- Opening Delimiter -

PR #4785, opened 2024-03-22
Run the pulsys user playboook without become/sudo

acozine:
The pulsys user playbook is failing on some hosts because sudo is not available. I think we can run this playbook without using `become`.


acozine:
I ran the pulsys user playbook against one of the failing boxes from this branch, with `privilege escalation` unchecked on the template, and it succeeded: https://ansible-tower.princeton.edu/#/jobs/playbook/696/output. When we merge this PR, be sure to uncheck `privilege escalation` on the template permanently.

sandbergja (approved):
Thanks, @acozine !

Issue #4787, opened 2024-03-25
Offboard Favour Nwogbo


acozine:
Favour has been accepted to an international internship program and will no longer be working in the library.

- [x] Remove her keys from our systems.
- [ ] What else?

acozine:
Related to https://github.com/pulibrary/pul-it-handbook/pull/261

acozine:
Also needed to remove her from the [Students team.](https://github.com/orgs/pulibrary/teams/students/members)

acozine:
Key-update playbook has been run across our infrastructure. I think this is done.

PR #4793, opened 2024-03-26
remove keys for Favour

acozine:
Partial fix for #4787.

Removes SSH keys for Favour. We also need to:
- [x] remove her name from the DevOps groups.


kayiwa (approved):
OK! Thanks @acozine

Issue #4790, opened 2024-03-25
add oawaiver back to full capacity


kayiwa:
with the increased capacity we can now add oawaiver-staging1 and oawaiver-prod1 
Get old [MAC addresses](https://networkregistration.princeton.edu)

- [x] oawaiver-staging1
- [x] oawaiver-prod1
- [x] Uncomment names on inventory oawaiver-staging1
- [x] run playbook (for staging)
- [x] Uncomment names on inventory oawaiver-prod1
- [x] run playbook (for production)

acozine:
The current oawaiver-prod1 is a Bionic box. Decommission that one, and build a new one on Jammy.

VickieKarasic:
Closed by #4802 and #4803. See #3897 for decommissioning the bionic oawaiver-prod1 VM.

PR #4805, opened 2024-03-28
[nginxplus] add oawaiver VMs back into nginxplus config

VickieKarasic:
related to #4790


acozine:
All current machines are running Jammy - we have deleted the old Bionic oawaiver boxes.

PR #4810, opened 2024-03-28
Redirects the CheckMK sites

### LINKED ISSUE #4809: [CheckMK] Traffic to checkMK site should go to the full site URL
Right now, if you open a browser to https://pulcheck-staging.princeton.edu (from on the VPN), you get the standard Apache default page. This is because CheckMK defines a "site" after the main URL. The correct URL for our staging site is https://pulcheck-staging.princeton.edu/pulmonitor/.

Modify the nginx configuration file for pulcheck-staging to send all traffic to the correct URL.

leefaisonr:
closes #4809

### DIFF
--- a/roles/nginxplus/files/conf/http/checkmk_prod.conf
+++ b/roles/nginxplus/files/conf/http/checkmk_prod.conf
@@ -41,7 +41,6 @@ server {
     ssl_prefer_server_ciphers  on;
 
     # Redirect top level traffic to /pulmonitor/
-    # until the top level has content.
     location / {
         return 302 https://$server_name/pulmonitor/;
     }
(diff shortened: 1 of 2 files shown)


acozine:
Per @kayiwa we should copy the pattern from the [datacommons config](https://github.com/pulibrary/princeton_ansible/blob/9613013ddf9d2e0c62ba216286370e0af7b236e4/roles/nginxplus/files/conf/http/datacommons.conf).

acozine:
Tested today - the redirection works, but it seems to break our authentication settings - I get a popup window asking for a Username and Password instead of the SSO auth.

acozine:
Updated the config and deployed to both LBs today. Worked on my machine; awaiting confirmation from others.

acozine:
I did not deploy the production changes today, but they *should* work the same as staging.

acozine:
Tested today, and both staging and production redirect correctly with this config.

jrgriffiniii (approved):

carolyncole (approved):

PR #4811, opened 2024-03-28
[friends] correct state in ansible.builtin.service call

sandbergja:
The documentation says we should use restarted, rather than restart, as the state: https://docs.ansible.com/ansible/latest/collections/ansible/builtin/service_module.html#parameter-state

This caused an intermittent failure in the friends_of_pul playbook (it only failed in cases where the handler was notified by a change made in the id_mapping lineinfile).


christinach (approved):
Thanks @sandbergja !

PR #4818, opened 2024-04-01
remove mailcatcher version from PAS group vars

acozine:
Mailcatcher runs fine without a version. If we upgrade the gem without re-running the whole role, the mailcatcher service fails when we've specified a version.

There is a role default that sets the mailcatcher location to `/usr/local/bin/mailcatcher`, which works just fine. So, don't specify anything in group vars.


kayiwa (approved):
OK! Thanks @acozine

PR #4819, opened 2024-04-02
[postgresql] Configure more frequent log rotation

maxkadel:
Logrotate takes precedence over postgres config for log rotation

Not tested yet


hackartisan (approved):

acozine:
Testing today in staging - this affects the figgy-db-staging boxes as well as lib-postgres-staging.

acozine:
Today we deployed this change to the four staging postgresql servers. On the shared postgresql servers, we deleted some logs from 2023 (`rm /var/lib/postgresql/15/main/pg_log/postgresql-2023-*`) - these logs used the old naming convention and were not getting rotated at all. We noticed that lib-postgres-staging1 is getting a lot more traffic than lib-postgres-staging2. Log rotation does not seem to be happening correctly yet, we will continue to investigate.

acozine:
I was able to run logrotate manually with `sudo service logrotate start` and the files in `/var/lib/postgresql/15/main/pg_log` rotated. This took longer on lib-postgres-staging1, but it did eventually finish. I'll look tomorrow or the next day to see if the cron job make this happen correctly.

acozine:
I checked today, and it looks like this config is doing the right thing - at least all the servers have new logs datestamped today - for example:
```
figgy-db-staging2:
$ ls -la /var/lib/postgresql/15/main/pg_log
total 648
drwx------  2 postgres postgres  20480 May 23 21:26 .
drwx------ 20 postgres postgres   4096 May 23 00:00 ..
-rw-r--r--  1 postgres postgres   5328 May 23 21:10 pg.json
-rw-r--r--  1 postgres postgres 619903 May 23 00:00 pg.json.1
-rw-r--r--  1 postgres postgres   2436 May 21 16:19 pg.log
```
We won't know for sure until tomorrow - if it rotates again tomorrow, then I think we can call this good.

PR #5712, opened 2025-01-08
[orangelight] Add sidekiq

maxkadel:
Connected to https://github.com/pulibrary/orangelight/issues/4609

This adds the sidekiq role to the orangelight playbook.  A few things to note:

- Some role dependencies are moved from the orangelight role to the orangelight playbook.  This is because, when they were in the role, time-consuming tasks like the `ruby_s` tasks would run twice: first for the sidekiq boxes, then again for non-sidekiq boxes.  Now that they are in the playbook, placed before the `sidekiq` role, `ruby_s` (and other tasks like `bind9`) only run once.
- The `sidekiq_worker_name` does not contain the name of the application, as it does for bibdata.  This is so we can simply run `systemctl restart sidekiq`, rather than having to figure out the application-specific sidekiq name.

### DIFF
--- a/roles/deploy_user/tasks/main.yml
+++ b/roles/deploy_user/tasks/main.yml
@@ -22,13 +22,6 @@
   run_once: true
   tags: update_keys
 
-- name: DEBUG DON'T COMMIT ME - inventory
-  ansible.builtin.debug:
-    var: hostvars[inventory_hostname]
-
-- name: DEBUG DON'T COMMIT ME - keys
-  ansible.builtin.debug:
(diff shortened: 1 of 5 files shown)


roles/deploy_user/tasks/main.yml
```diff
@@ -22,6 +22,7 @@
   run_once: true
   tags: update_keys
```
kayiwa, line 23: cool!

kayiwa (approved):
OK! Thanks @maxkadel

PR #5714, opened 2025-01-09
Decommission Cicognara files_retake

dphillips-39:
Deleted Cicognara 1 & 2 from inventory and playbooks/cicognara.yml


kayiwa (approved):
OK. Thanks @dphillips-39

PR #5715, opened 2025-01-09
[lib-sftp] make /alma/aspace directory group-writeable

sandbergja:
Two users write to the /alma/aspace directory: the alma user and the aspace user.  They are both part of the same group, but the group needs write permissions to the directory.


kayiwa (approved):
OK! Thanks @sandbergja

PR #5719, opened 2025-01-09
[orangelight] Update mailcatcher paths

sandbergja:
Also, add two default variables to the ruby_s role to automatically update the mailcatcher path when the ruby_version_override variable changes. These default variables could be overriden in the group_vars if needed.

I ran this on staging and qa, and confirmed that the systemd service is now looking at the new path.


maxkadel (approved):
Thanks @sandbergja !

PR #5726, opened 2025-01-10
[EZProxy] I4788 ezproxy test

VickieKarasic:


group_vars/ezproxy/common.yml
```diff
@@ -0,0 +1,6 @@
+---
+shib_admin_user:
```
acozine, line 2: where is this var being used/consumed?

roles/ezproxy/tasks/main.yml
```diff
@@ -52,6 +34,13 @@
   when:
     - running_on_server
 
+- name: Ezproxy | install ezproxy startup script (requires root)
+  ansible.builtin.command: /var/local/ezproxy/ezproxy -si
```
acozine, line 38: Does this command create a file or install a service or something like? something we could use as a condition to make the command only run when it needs to? Then we wouldn't need the `changed_when: false` . . . or at the least we could set `changed_when:` to something more specific

roles/ezproxy/templates/princeton_allow.txt.j2
```diff
@@ -0,0 +1,10 @@
+# {{ ansible_managed | comment }}
```
acozine, line 1: Is this the only reason to make this a template?

roles/ezproxy/tasks/main.yml
```diff
@@ -174,47 +142,53 @@
...
 - name: Ezproxy | add shib config user
   ansible.builtin.template:
     src: "shibuser.txt.j2"
     dest: /var/local/ezproxy/shibuser.txt
-    mode: 0644
+    mode: "0644"
     owner: root
     group: root
 
+- name: Ezproxy | add shib config user
```
acozine, line 153: I don't really understand what this task does from the name. Looking at the template, it looks to be adding IPs or IP ranges, not users . . . was this copy pasta?

roles/ezproxy/tasks/main.yml
```diff
@@ -174,47 +142,53 @@
...
   changed_when: false
   when:
     - running_on_server
+
+- name: Ezproxy | reload systemd to recognize new service
+  ansible.builtin.systemd:
+    daemon_reload: true
+  when:
+    - running_on_server
   notify: reload ezproxy
```
acozine, line 177: In this task we are reloading systemd as a whole and if this task returns `changed` we will run a handler to reload ezproxy specifically . . . but a task or two below this one, we are also restarting ezproxy. Do we still need to notify the reload task here?

acozine (commented):
Thanks for updating the EZproxy automation so we can rebuild our EZproxy servers! I had a couple of questions/suggestions, see below.

group_vars/ezproxy/common.yml
kayiwa: https://github.com/pulibrary/princeton_ansible/blob/444f7194df09861075e1c80376e79c53dabdac4f/roles/ezproxy/templates/shibuser.txt.j2#L16

roles/ezproxy/tasks/main.yml
kayiwa: we get very little to go for what is does from [the documentation](https://help.oclc.org/Library_Management/EZproxy/Install_and_update_EZproxy/Install_and_update_self-hosted_EZproxy/EZproxy_for_Linux_install) :shrug:

VickieKarasic (commented):
Thanks for this @kayiwa

PR #5729, opened 2025-01-10
[orangelight] Ruby 3.4.1

sandbergja:
I ran this on catalog-staging and catalog-qa2

### DIFF
--- a/roles/orangelight/tasks/main.yml
+++ b/roles/orangelight/tasks/main.yml
@@ -2,21 +2,21 @@
 # tasks file for roles/orangelight
 
 - name: orangelight | update rubygems
-  ansible.builtin.command: gem update --system 3.5.10
+  ansible.builtin.command: gem update --system 3.6.1
   become: true
   register: update_rubygems
   changed_when: '"Latest version already installed. Done." not in update_rubygems.stdout'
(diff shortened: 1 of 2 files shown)


christinach (approved):
Thanks @sandbergja !

roles/orangelight/tasks/main.yml
```diff
@@ -2,17 +2,17 @@
...
 - name: orangelight | install default bundler
-  ansible.builtin.command: gem install --default bundler:2.5.10
+  ansible.builtin.command: gem install --default bundler:2.6.1
   become: true
   register: install_default_bundler
-  changed_when: '"Fetching bundler-2.5.10.gem" in install_default_bundler.stdout'
+  changed_when: '"Fetching bundler-2.6.1.gem" in install_default_bundler.stdout'
   tags: rubygems
 
 - name: orangelight | remove old default bundler
```
christinach, line 18: @sandbergja I think we need to remove the default bundler 2.5.10

sandbergja: Ah!  Thanks for catching that.  I force pushed.

christinach (approved):

PR #5737, opened 2025-01-14
[check_mk] sftp check

### LINKED ISSUE #5728: Create a checkmk local check to validate an SFTP connection

Create a [local check](https://docs.checkmk.com/latest/en/localchecks.html) for the bibdata-staging and lib-jobs-staging servers.  The check should make sure that it can successfully connect via SFTP using the host and credentials in the `SFTP_PASSWORD`, `SFTP_USERNAME`, `SFTP_HOST`.

### Level of urgency
- [ ] High
- [x] Moderate
- [ ] Low

This would allow us to know about any potential connection issues early, before they interfere with business-critical processes.  These connection issues could be anything from a network problem to an incorrect credential to a typo in an environment variable to an outdated SSH fingerprint.

### Acceptance criteria
 - [ ] Checkmk says "OK" when the connection is good
 - [ ] Checkmk says "WARN" or "CRIT" when the connection is bad (for example, we use the wrong username or password)

* See our [existing local checks for inspiration](https://github.com/pulibrary/princeton_ansible/tree/2faf25f5bf11475da1af4d9745a13ae3ee55d0c7/group_vars/checkmk/local_check_templates)
* In case it is helpful, here is a ruby one-liner that can check if an sftp connection is good with the provided environment variables (would need to `gem install net-sftp` first):
```
ruby -rnet/sftp -e "puts Net::SFTP.start(ENV['SFTP_HOST'], ENV['SFTP_USERNAME'], :password => ENV['SFTP_PASSWORD']) {puts 'connection is good'}"
```

kayiwa:
most of our authentication uses keybased auth. we have services that use active directory service for authentication. This check will allow periodic checks to ensure password authentication works.

related #5728


group_vars/checkmk/local_check_templates/sftp_with_pass_check.j2
```diff
@@ -0,0 +1,26 @@
+{{ ansible_managed | comment }}
+#!/bin/bash
+
+# Exit codes
+EXIT_OK=0
+EXIT_WARN=1
+EXIT_CRIT=2
+EXIT_UNKNOWN=3
```
sandbergja, line 8: I love having these codes as variables here!

group_vars/checkmk/local_check_templates/sftp_with_pass_check.j2
```diff
@@ -0,0 +1,26 @@
...
+
+# Check if all credentials are defined
+if [[ -z "{{ sftp_host }}" || -z "{{ sftp_user }}" || -z "{{ sftp_password }}" ]]; then
```
sandbergja, line 11: How will we pass in these ansible variables?

group_vars/checkmk/local_check_templates/sftp_with_pass_check.j2
```diff
@@ -0,0 +1,26 @@
...
+  echo "Critical: SFTP credentials (host, username, password) are not defined!"
+  exit $EXIT_CRIT
+fi
+
+# Attempt SFTP connection
+sftp -oBatchMode=yes -oStrictHostKeyChecking=no "{{ sftp_user }}"@"{{ sftp_host }}" <<< "{{ sftp_password }}" 2>&1
```
sandbergja, line 17: 👍🏻

group_vars/checkmk/local_check_templates/sftp_with_pass_check.j2
```diff
@@ -0,0 +1,26 @@
...
+
+# Check exit code of sftp command
+if [[ $? -eq 0 ]]; then
+  echo "OK: Successful connection to SFTP server {{ sftp_host }}"
+  exit $EXIT_OK
+else
+  echo "Critical: Connection to SFTP server {{ sftp_host }} failed!"
```
sandbergja, line 24: Same for this one, I think checkmk wants the output like:
```suggestion
  echo "$EXIT_CRIT \"SFTP\" - Connection to SFTP server {{ sftp_host }} failed!"
```

sandbergja (changes requested):
Thanks so much, @kayiwa !  This looks so nice!  I had one question about how we will use this, and then some format suggestions based on what I understood of the checkmk documentation.

group_vars/checkmk/local_check_templates/sftp_with_pass_check.j2
kayiwa: 🤦🏿‍♂️  I wrote the shell script before coffee and then yaml-ized it.

kayiwa: I used perl. This is a pattern worth further discussion. The previous templates assume we would use what is on the OS but this may possibly not scale.

sandbergja (commented):
It looks like checkmk wants a [really specific output](https://docs.checkmk.com/latest/en/localchecks.html) to be able to show up in service discovery.  Other than that, I love this PR!  Thanks so much @kayiwa !

group_vars/checkmk/local_check_templates/sftp_with_pass_check.j2
kayiwa: will bring this up at Ansible Open House possibly

sandbergja (approved):
Thanks, @kayiwa and @VickieKarasic !

PR #5746, opened 2025-01-15
removed file lib-sc-staging.conf

dphillips-39:
Removed file lib-sc-staging.conf


kayiwa (approved):
OK. Thanks @dphillips-39

PR #5749, opened 2025-01-15
[fail2ban] Use <ADDR> rather than <HOST> when we only need an IP address

sandbergja:
The [fail2ban documentation](https://github.com/fail2ban/fail2ban/wiki/Best-practice) says that if we don't need DNS resolution, we should use `<ADDR>` instead of `<HOST>`.

I confirmed using `fail2ban-regex` that it produces the same results on a sample of 10,000 log entries, and that it is consistently a little faster.


christinach (approved):
Thanks @sandbergja 🍄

- Closing Delimiter -

Exercise:
A copy of each line in the data above that holds the string "needs" is needed.

Result of the task:
Two users write to the /alma/aspace directory: the alma user and the aspace user.  They are both part of the same group, but the group needs write permissions to the directory.
acozine, line 38: Does this command create a file or install a service or something like? something we could use as a condition to make the command only run when it needs to? Then we wouldn't need the `changed_when: false` . . . or at the least we could set `changed_when:` to something more specific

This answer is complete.